At this stage, you eliminate many errors with experiments, but you cap the value. To become an experimentation driven organization, you need to democratize, support, and enable other teams to run experiments.

This leads to the center of excellence model, where you have a centralized specialist team of experimenters and data scientists who own and manage the tools, processes, and culture around experimentation, and they enable and educate others. They become cheerleaders for experimentation in a way. Their focus moves away from individual experiments to helping others get up and running autonomously.

When I say that CRO is an operating system, this is what I mean.
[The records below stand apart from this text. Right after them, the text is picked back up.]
PR #82, opened 2019-04-20
Location form bug fix

k3ntako:
1. Submit button disabled when existing location selected
  - Unless user selected a new location on Googles Maps, Submit button would remain disabled.
2. Google Maps was receiving a boolean for onClick if `fungible` was false. Should be function.


client/components/LocationForm/index.js
```diff
@@ -64,7 +64,14 @@ export default class LocationForm extends React.Component {
     }
     const location = this.props.locations.find( location => location._id === locationId );
     if( location ){
-      this.setState( stateFromLocation(location) );
+      let newState = stateFromLocation(location);
+      const newValid = isValid(newState);
```
mienaikoe: `stateFromLocation` already evaluates for isValid. Remove this.

client/components/LocationForm/index.js
```diff
@@ -64,7 +64,14 @@ export default class LocationForm extends React.Component {
...
+
+      if( this.state.valid !== newValid ){
+        this.props.onValidChange(newValid)
```
mienaikoe: I would call this after setState is done.

client/components/LocationForm/index.js
```diff
@@ -64,7 +64,15 @@ export default class LocationForm extends React.Component {
     }
     const location = this.props.locations.find( location => location._id === locationId );
     if( location ){
-      this.setState( stateFromLocation(location) );
+      let newState = stateFromLocation(location);
+
+      if( this.state.valid !== newState.valid ){
+        return this.setState( newState,
+          () => this.props.onValidChange(newState.valid)
```
k3ntako: set callback in if statement

setState only once

PR #83, opened 2019-04-21
sorting changes, bug fixes and other

k3ntako:
Unused methods in Boat Controller.
Moved sort to back-end, if possible
Few other changes noted as comments.


server/controllers/SessionController.js
```diff
@@ -178,12 +179,23 @@ const SessionController = {
...
+      if( req.session.is_verified ){
+        populator = COACH_POPULATOR;
+      }
+
+      // refresh person to populate appropriate fields
+      // required for both coaches & members (e.g., add invites and remove auth)
+      person = await Person.
+        findOne({ _id: person._id }).
+        select(SAFE_SELECT).
+        populate(populator);
```
k3ntako: we need to repopulate so we can use `select` and use the appropriate populator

To unlock the value of experiments, it can’t be bottlenecked inside one person or team’s brain. It has to be a methodology by which any team can make better decisions using data and controlled trials.

This is how the best programs in the world – Microsoft, Booking.com, Netflix, Shopify, etc. — operate.

Image Source

Conclusion

Unfortunately, there are more ways to ruin an experimentation program than there are to build and maintain one.

To build an maintain one, you need just a couple things:

  • Highly motivated individuals
  • Executive buy-in and understanding
  • Sufficient traffic
  • Sufficient budget

Have those, and the rest will fall into place.

However, an experimentation program can be derailed by seemingly subtle things, like cherry picking results, rewarding only winning tests, choosing the wrong metrics, or underinvesting in resources and infrastructure.

You may think “I’ll hire a specialist and give them Google Optimize, and that’s enough,” but it’s not. Experimentation is inherently difficult and cross-functional. It’s a garden that requires nourishing, but if you water it and care for it, it’ll be a perennially productive asset for you.